I have some questions about my first PSA since my IMRT treatments finished up on April 17, 2017.
I'll first give some history:
Aug. 19, 2016: diagnosed with BPH via DRE (right side found to be enlarged), and had PSA test
Sep. 21, 2016: Met with urologist and got results of Aug. 29 PSA test, PSA=71.4
Sep. 23, 2016 to Oct. 02, 2016: 10 day course of antibiotic (BACTRIM) to try to reduce PSA in case it was elevated due to infection.

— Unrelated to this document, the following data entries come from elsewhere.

PR #2315, opened 2022-06-24
Fix message delivery context cancellation

PlasmaPower:
- Don't cancel message delivery from the sequencer if a single user's transaction submission got canceled
- Allow for message delivery to recover from `waitForMessages` returning early due to a context cancellation (though this circumstance still isn't ideal as it might temporarily error)


joshuacolvin0 (approved):
LGTM

PlasmaPower:
Replaced by #2314

PR #2338, opened 2022-07-06
Based on required condition, "This quantity will be 7/8 when G = 720S…

luxebeng:
… (the maximum gas pool size) and it will be 9/8 when G = 0", Then the formula should be "(3240S - G) / (2880S)".


luxebeng:
the CLA document is updated.

PR #2344, opened 2022-07-10
Add a new --core.test.reorg-messages to reorg messages on startup

PlasmaPower:
This should be used in conjunction with the `--core.reorg-to.*` family of flags to specify where to reorg to


joshuacolvin0 (approved):
LGTM

PR #2345, opened 2022-07-10
Allow inbox reader to reorg when it's past the current height

PlasmaPower:
This matter when the chain reorgs to a much lower block height.


joshuacolvin0 (approved):
LGTM

joshuacolvin0 (approved):
LGTM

Oct. 03, 2016: PSA diagnostic, PSA=87.3
Oct. 12, 2016: TRUS Biopsy
Oct. 14, 2016: Biopsy results: T1C; Gleason 7 (4+3); Volume 31cc; left side 3 of 6 cores +; right side 0 of 8 cores +
Nov. 08, 2016: Bone scan, no mets detected
Nov. 11, 2016: Two week course of Bicalutamide started
Nov. 22, 2016: First 6 month LUPRON injection
Jan. 23, 2017: Fiducials placed for IMRT
Feb. 08, 2017: CT/Simulation planning session
Feb. 15, 2017 to Apr. 17, 2017: 44 IMRT tx, 1st 25 sessions - Whole Pelvic radiation 45 Gy, last 19 sessions - Prostate Boost 34.2 Gy, total 79.2 Gy
May 16, 2017: 2nd 6 month LUPRON injection
Aug. 25, 2017: PSA diagnostic, PSA=<0.1 ng/mL
As you can see my primary treatment has been 44 IMRT sessions. I had 12 weeks of neoadjuvant ADT before radiation. Was on ADT during radiation. And will receive 24 months of adjuvant ADT after the radiation.
My question is, has my PSA come down to the <0.1 level too quickly?

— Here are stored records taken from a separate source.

PR #163, opened 2020-06-03
Remove the auto-detect feature

mprahl:
This is done to prevent requests that previously worked to fail if a new package manager is enabled. If no package manager is supplied in a request, a configurable default value is used. This configuration defaults to `["gomod"]`.

### DIFF
--- a/cachito/web/models.py
+++ b/cachito/web/models.py
@@ -509,10 +509,16 @@ class Request(db.Model):
 
         # Validate package managers are correctly provided
         pkg_managers_names = request_kwargs.pop("pkg_managers", None)
-        # If no package managers are specified, then Cachito will detect them automatically
-        if pkg_managers_names:
-            pkg_managers = PackageManager.get_pkg_managers(pkg_managers_names)
-            request_kwargs["pkg_managers"] = pkg_managers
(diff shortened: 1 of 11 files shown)


athos-ribeiro:
LGTM. We should also update OSBS documentation on providing `pkg_managers` after this is merged. https://osbs.readthedocs.io/en/latest/users.html?highlight=cachito#remote-source

cachito/web/models.py
```diff
@@ -509,10 +509,16 @@ def from_json(cls, kwargs):
 
         # Validate package managers are correctly provided
         pkg_managers_names = request_kwargs.pop("pkg_managers", None)
-        # If no package managers are specified, then Cachito will detect them automatically
-        if pkg_managers_names:
-            pkg_managers = PackageManager.get_pkg_managers(pkg_managers_names)
-            request_kwargs["pkg_managers"] = pkg_managers
+        # Default to the default package managers
+        if not pkg_managers_names:
```
lcarva, line 513: What if I don't want any package managers at all?

mprahl:
@lcarva thanks for the review. Could you please take another look?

I suspect that the ADT/lupron has something to do with it. If recall correctly, when I met with RO after my last IMRT session I think he did say something to the effect that the ADT I'm on might mask what's really happening and the PSA's don't really mean a lot while I'm on the ADT.
I have my first followup visit with my RO this coming Tuesday (Aug. 29).